Predictors of early neurological deterioration after endovascular therapy in patients with large vessel occlusive stroke in anterior circulation
10.3760/cma.j.issn.1673-4165.2024.09.002
- VernacularTitle:前循环大血管闭塞性卒中患者血管内治疗后早期神经功能恶化的预测因素
- Author:
Qing ZHOU
1
;
Xiaoge ZHANG
;
Yang GAO
;
Meng ZUO
Author Information
1. 陆军军医大学第一附属医院神经内科,重庆 400038
- Keywords:
Ischemic stroke;
Endovascular procedures;
Thrombectomy;
Disease progression;
Risk factors
- From:
International Journal of Cerebrovascular Diseases
2024;32(9):648-653
- CountryChina
- Language:Chinese
-
Abstract:
Objective:To investigate the predictors of early neurological deterioration (END) after endovascular therapy (EVT) in patients with large vessel occlusive stroke in anterior circulation.Methods:Patients with acute large vessel occlusive stroke in anterior circulation received EVT at Southwest Hospital and Zigong Third People's Hospital from January 2017 to April 2021 were included retrospectively. The patients were divided into END group and non-END group based on whether END occurred after EVT. The demographic and clinical data of the two groups were compared. Multivariate logistic regression analysis was used to determine the independent correlation factors of END after EVT. Results:A total of 359 patients were enrolled, including 191 males (53.2%), aged 69.30±12.07 years, and 73 patients (20.3%) had END. Univariate analysis showed that neutrophil count, the proportion of patients with any intracranial hemorrhage, symptomatic intracranial hemorrhage (sICH), and poor collateral circulation in the END group was significantly higher than that in the non-END group, but diastolic blood pressure and the proportion of patients with successful recanalization was significantly lower than that in the non-END group (all P<0.05).
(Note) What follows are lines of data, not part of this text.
PR #2107, opened 2020-08-11
Migrate endpoints from index to collection

WilliamBZA:


src/ServiceControl.Audit/Infrastructure/RavenDB/MigrateKnownEndpoints.cs
```diff
@@ -0,0 +1,88 @@
...
+            if (knownEndpointsIndex == null)
+            {
+                return;
+            }
+
+            await WaitForNonStaleIndex(knownEndpointsIndex.Name).ConfigureAwait(false);
+            
+            using (var session = store.OpenAsyncSession())
+            {
+                var endpointsFromIndex = await session.Query<dynamic>(knownEndpointsIndex.Name, true).ToListAsync().ConfigureAwait(false);
```
WilliamBZA, line 47: Assumption: The list returned will be small enough to work in memory

src/ServiceControl.Audit/Infrastructure/RavenDB/MigrateKnownEndpoints.cs
```diff
@@ -0,0 +1,88 @@
...
+                var knownEndpoints = endpointsFromIndex.Select(endpoint => new KnownEndpoint
+                {
+                    Id = KnownEndpoint.MakeDocumentId(endpoint.Name, Guid.Parse(endpoint.HostId)),
+                    Host = endpoint.Host,
+                    HostId = Guid.Parse(endpoint.HostId),
+                    Name = endpoint.Name,
+                    LastSeen = DateTime.Now // We don't store it anywhere so....?
```
WilliamBZA, line 54: This isn't recorded anywhere on the index

src/ServiceControl.Audit/Infrastructure/RavenDB/MigrateKnownEndpoints.cs
```diff
@@ -0,0 +1,88 @@
...
+using ServiceControl.Audit.Monitoring;
+using System;
+using System.Collections.Generic;
+using System.Linq;
+using System.Text;
+using System.Threading.Tasks;
+
+namespace ServiceControl.Audit.Infrastructure.RavenDB
+{
+    class MigrateKnownEndpoints : Feature
```
danielmarbach, line 13: So this works as long as we have the sendonly endpoint still present in the audit instance.

src/ServiceControl.Audit/Infrastructure/RavenDB/MigrateKnownEndpoints.cs
```diff
@@ -0,0 +1,88 @@
+﻿using NServiceBus;
```
danielmarbach, line 1: Usings should go inside

src/ServiceControl.Audit/Infrastructure/RavenDB/MigrateKnownEndpoints.cs
danielmarbach: We do in `ProcessedMessage`

```
            if (Headers.TryGetValue(NServiceBus.Headers.ProcessingEnded, out var processedAt))
            {
                ProcessedAt = DateTimeExtensions.ToUtcDateTime(processedAt);
            }
            else
            {
                ProcessedAt = DateTime.UtcNow; // best guess
            }
```

so how about using `DateTime.UtcNow` as well?

src/ServiceControl.Audit/Infrastructure/RavenDB/MigrateKnownEndpoints.cs
```diff
@@ -0,0 +1,88 @@
...
+
+        protected override async Task OnStart(IMessageSession messageSession)
+        {
+            var knownEndpointsIndex = await store.AsyncDatabaseCommands.GetIndexAsync("EndpointsIndex").ConfigureAwait(false);
+            if (knownEndpointsIndex == null)
+            {
+                return;
+            }
+
+            await WaitForNonStaleIndex(knownEndpointsIndex.Name).ConfigureAwait(false);
```
danielmarbach, line 43: Isn't it fair to assume we can even operate on stale indexes? Given the index is a fanout index I'm sceptic it is good to wait for it to be non-stale. I would say the migration can be a best effort and we assume it to catch up over time

src/ServiceControl.Audit/Infrastructure/RavenDB/MigrateKnownEndpoints.cs
danielmarbach: I think that is a fair assumption considering the complexity of running multiple endpoints as well as our new licensing model. Should we set an explicit limit so that it doesn't crash should there be more though?

src/ServiceControl.Audit/Infrastructure/RavenDB/MigrateKnownEndpoints.cs
```diff
@@ -0,0 +1,88 @@
...
+
+                foreach (var endpoint in knownEndpoints)
+                {
+                    await session.StoreAsync(endpoint).ConfigureAwait(false);
+                }
+
+                await session.SaveChangesAsync().ConfigureAwait(false);
+            }
+
+            await store.AsyncDatabaseCommands.DeleteIndexAsync(knownEndpointsIndex.Name).ConfigureAwait(false);
```
danielmarbach, line 65: Is this idempotent?

src/ServiceControl.Audit/Infrastructure/RavenDB/MigrateKnownEndpoints.cs
```diff
@@ -0,0 +1,88 @@
...
+                var knownEndpoints = endpointsFromIndex.Select(endpoint => new KnownEndpoint
+                {
+                    Id = KnownEndpoint.MakeDocumentId(endpoint.Name, Guid.Parse(endpoint.HostId)),
+                    Host = endpoint.Host,
+                    HostId = Guid.Parse(endpoint.HostId),
+                    Name = endpoint.Name,
+                    LastSeen = DateTime.Now // We don't store it anywhere so....?
+                });
+
+                foreach (var endpoint in knownEndpoints)
```
danielmarbach, line 57: Maybe use a bulk insert session?

src/ServiceControl.Audit/Infrastructure/RavenDB/MigrateKnownEndpoints.cs
WilliamBZA: Correct. There are other Feature's in the audit instance so I feel it's safe enough as removing the endpoint will be a much larger process and won't likely result in forgotten features running.

I don't like that this is essentially a one-off while all the other features in the audit instance are long-running.

Do you have a suggestion for a better place to put this?

src/ServiceControl.Audit/Infrastructure/RavenDB/MigrateKnownEndpoints.cs
WilliamBZA: The problem is the index will be deleted at the end of this code, so if it's stale it will never be caught up. We could wait for an hour before proceeding to give it a decent chance to update but not completely block.

danielmarbach: On a system with continuous load it will never be caught up. I think it is to dangerous to assume we ever can catch up

src/ServiceControl.Audit/Infrastructure/RavenDB/MigrateKnownEndpoints.cs
WilliamBZA: Looks like it. If it deletes an index that doesn't exist (or has been previously deleted), it appears to be a NOOP

src/ServiceControl.Audit/Infrastructure/RavenDB/MigrateKnownEndpoints.cs
WilliamBZA: It now waits an hour before giving up and just yolo'ing through the list

src/ServiceControl.Audit/Infrastructure/RavenDB/MigrateKnownEndpoints.cs
WilliamBZA: Paging has been added

src/ServiceControl.Audit/Infrastructure/RavenDB/MigrateKnownEndpoints.cs
danielmarbach: That would hold up SC Audit from starting fro over an hour. That doesn't seem to be a good solution. Do it entirely in the background?

src/ServiceControl.Audit/Infrastructure/RavenDB/MigrateKnownEndpoints.cs
```diff
@@ -0,0 +1,111 @@
...
+                            OverwriteExisting = true
+                        }))
+                        {
+                            foreach (var endpoint in knownEndpoints)
+                            {
+                                bulkInsert.Store(endpoint);
+                            }
+                        }
+
+                        await session.SaveChangesAsync().ConfigureAwait(false);
```
DavidBoike, line 82: What changes are being saved here? The bulk insert is separate, right? (So if my suspicion is correct, this line is not needed, as the only thing the session is doing is querying.)

src/ServiceControl.Audit/Infrastructure/RavenDB/MigrateKnownEndpoints.cs
mikeminutillo: I think it's fine to run off of non-stale data. The known endpoints collection likely doesn't change very often anyway. The intent of doing the migration is to try and capture the state before the switch. The stale index _is_ the state before the switch. The only case we aren't covering is the one where a endpoint has been added but has not yet appeared in the index. Chances are, that endpoint will still be sending/processing messages and will get picked up in the first few minutes of execution. In the rare case that an endpoint is not yet in the index and is no long sending/processing messages then I think it's OK for us to miss it.

src/ServiceControl.Audit/Infrastructure/RavenDB/MigrateKnownEndpoints.cs
```diff
@@ -0,0 +1,111 @@
...
+
+            await WaitForNonStaleIndex(knownEndpointsIndex.Name).ConfigureAwait(false);
+
+            int previouslyDone = 0;
+            do {
+                using (var session = store.OpenAsyncSession())
+                {
+                    var endpointsFromIndex = await session.Query<dynamic>(knownEndpointsIndex.Name, true)
+                        .Take(1024)
+                        .Skip(previouslyDone)
```
mikeminutillo, line 50: Shouldn't this be `Skip` then `Take`?

src/ServiceControl.Audit/Infrastructure/RavenDB/MigrateKnownEndpoints.cs
```diff
@@ -0,0 +1,111 @@
...
+                        .ToListAsync()
+                        .ConfigureAwait(false);
+
+                    if (endpointsFromIndex.Count == 0)
+                    {
+                        previouslyDone = -1;
```
mikeminutillo, line 56: Could also `break` out of the loop here and make this a `while(true)`.

src/ServiceControl.Audit/Infrastructure/RavenDB/MigrateKnownEndpoints.cs
mikeminutillo: Given that we create the endpoint during the upgrade process to run the installers, and that will execute this feature, we could consider moving this to an installer.

WilliamBZA: I'm moving this out of a feature anyway

src/ServiceControl.Audit/Infrastructure/RavenDB/MigrateKnownEndpoints.cs
WilliamBZA: It's now an installer

src/ServiceControl.Audit/Infrastructure/RavenDB/MigrateKnownEndpoints.cs
WilliamBZA: Done

src/ServiceControl.Audit/Infrastructure/RavenDB/MigrateKnownEndpoints.cs
WilliamBZA: The order doesn't matter until the expression is evaluated, but I've change it around for readability

src/ServiceControl.Audit/Infrastructure/RavenDB/MigrateKnownEndpoints.cs
```diff
@@ -0,0 +1,89 @@
...
+                    }
+                }
+            } while (true);
+
+            await Store.AsyncDatabaseCommands.DeleteIndexAsync(knownEndpointsIndex.Name).ConfigureAwait(false);
+        }
+
+        async Task WaitForNonStaleIndex(string indexName)
+        {
+            var maxWaitTime = DateTime.UtcNow.AddMinutes(5);
```
danielmarbach, line 75: Will the customers have the patience to wait for 5 minutes while the only thing they see on the UI is "Creating queues..." ?

I still think we should just remove the `WaitForNonStaleIndex`. Happy to be convinced otherwise though

WilliamBZA: Removed

src/ServiceControl.Audit/Infrastructure/RavenDB/MigrateKnownEndpoints.cs
```diff
@@ -0,0 +1,71 @@
...
+
+                    using (var bulkInsert = Store.BulkInsert(options: new BulkInsertOptions
+                    {
+                        OverwriteExisting = true
+                    }))
+                    {
+                        foreach (var endpoint in knownEndpoints)
+                        {
+                            bulkInsert.Store(endpoint);
+                        }
```
danielmarbach, line 63: I would explicitly call `await bulkInsert.DisposeAsync().ConfigureAwait(false)` to be intention revealing

WilliamBZA: Done

src/ServiceControl.Audit/Infrastructure/RavenDB/MigrateKnownEndpoints.cs
```diff
@@ -0,0 +1,71 @@
...
+    using Raven.Abstractions.Data;
+    using Raven.Client;
+    using ServiceControl.Audit.Monitoring;
+    using System;
+    using System.Linq;
+    using System.Threading.Tasks;
+
+    class MigrateKnownEndpoints : INeedToInstallSomething
+    {
+        public IDocumentStore Store { get; set; }
```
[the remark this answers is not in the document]
WilliamBZA: Changed to ctor injection

src/ServiceControl.Audit.UnitTests/KnownEndpointsMigration/EndpointMigrationTests.cs
```diff
@@ -0,0 +1,223 @@
...
+    using System.Linq;
+    using System.Threading.Tasks;
+    using Audit.Auditing;
+    using NUnit.Framework;
+    using Raven.Client.Indexes;
+    using ServiceControl.Audit.Infrastructure.RavenDB;
+    using ServiceControl.Audit.Monitoring;
+
+    [TestFixture]
+    public class EndpointMigrationTests
```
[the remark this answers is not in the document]
WilliamBZA: I've added a test for that

src/ServiceControl.Audit.UnitTests/KnownEndpointsMigration/EndpointMigrationTests.cs
```diff
@@ -0,0 +1,223 @@
...
+                    var loadedReceiverEndpoint = await session.LoadAsync<KnownEndpoint>(KnownEndpoint.MakeDocumentId("ReceivingHostName", receiverHostId)).ConfigureAwait(false);
+
+                    Assert.NotNull(loadedReceiverEndpoint);
+                    Assert.NotNull(loadedSenderEndpoint);
+                }
+            }
+        }
+
+        [Test]
+        public async Task Should_migrate_idempotently()
```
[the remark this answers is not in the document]
WilliamBZA: There is a dedicated test for both disabled and for deleted.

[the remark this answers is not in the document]
WilliamBZA: Correction: I changed the test to run the migration 5 times to make sure

src/ServiceControl.Audit/Infrastructure/RavenDB/MigrateKnownEndpoints.cs
```diff
@@ -0,0 +1,90 @@
...
+                            bulkInsert.Store(endpoint);
+                        }
+
+                        await bulkInsert.DisposeAsync().ConfigureAwait(false);
+                    }
+                }
+            } while (true);
+
+            // Disable the index so it can be safely deleted in the next migration run
+            await store.AsyncDatabaseCommands.SetIndexPriorityAsync(knownEndpointsIndex.Name, IndexingPriority.Disabled).ConfigureAwait(false);
```
danielmarbach, line 87: image

Say you can query a disabled index. If that is also true for 3.5 we might even consider switching the order? What do you think?

src/ServiceControl.Audit/Infrastructure/SetupBootstrapper.cs
```diff
@@ -72,6 +73,7 @@ public async Task Run(string username)
             var documentStore = new EmbeddableDocumentStore();
             containerBuilder.RegisterInstance(documentStore).As<IDocumentStore>().ExternallyOwned();
             containerBuilder.RegisterInstance(settings).SingleInstance();
+            containerBuilder.RegisterType<MigrateKnownEndpoints>();
```
danielmarbach, line 76: Was this necessary for it to work? I thought installer are automatically picked up by scanning and registered by NServiceBus. Just curious not suggestion you have to change it

src/ServiceControl.Audit/Infrastructure/RavenDB/MigrateKnownEndpoints.cs
DavidBoike: Then you could disable the index, fail, run again, and the index would get deleted with no conversion.

danielmarbach: Good point, so obvious. Wonder why I haven't thought about that.

src/ServiceControl.Audit/Infrastructure/RavenDB/MigrateKnownEndpoints.cs
mikeminutillo: That's Raven weirdness then as order should matter. `Enumerable.Range(1, 6).Take(2).Skip(2)` returns an empty collection, `Enumerable.Range(1,6).Skip(2).Take(2)` returns `[3, 4]`

src/ServiceControl.Audit/Infrastructure/SetupBootstrapper.cs
WilliamBZA: Error when creating the instance without doing this.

Multivariate logistic regression analysis showed that good collateral circulation (odds ratio [ OR] 0.538, 95% confidence interval [ CI] 0.306-0.945; P=0.031) and successful recanalization ( OR 0.244, 95% CI 0.095-0.629; P=0.003) were the independent protective factors of END after EVT, while sICH was an independent risk factor for END after EVT ( OR 3.884, 95% CI 1.426-10.579; P=0.008). Conclusions:Patients with acute large vessel occlusive stroke in anterior circulation with poor collateral circulation, sICH, and unsuccessful recanalization are more likely to have END after EVT. Attention should be paid to the above risk factors and effective measures should be taken timely to prevent the occurrence of END.